Stored entries:
PR #37, opened 2024-07-29
ci(build-test): Update codecov to ignore protobuf files and String() methods

jacques-n:


jacques-n:
Not entirely sure this will work but don't think I can tell until merged into main so merging despite lack of confidence around codecov.yml format.

PR #38, opened 2024-07-29
ci(build-test): Use grep to exclude protobuf from coverage report

jacques-n:


jacques-n:
Validated that coverage went up as expected.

● Task objective
Every one of the entries must be printed exactly.

● Solution for this task
PR #37, opened 2024-07-29
ci(build-test): Update codecov to ignore protobuf files and String() methods

jacques-n:


jacques-n:
Not entirely sure this will work but don't think I can tell until merged into main so merging despite lack of confidence around codecov.yml format.

PR #38, opened 2024-07-29
ci(build-test): Use grep to exclude protobuf from coverage report

jacques-n:


jacques-n:
Validated that coverage went up as expected.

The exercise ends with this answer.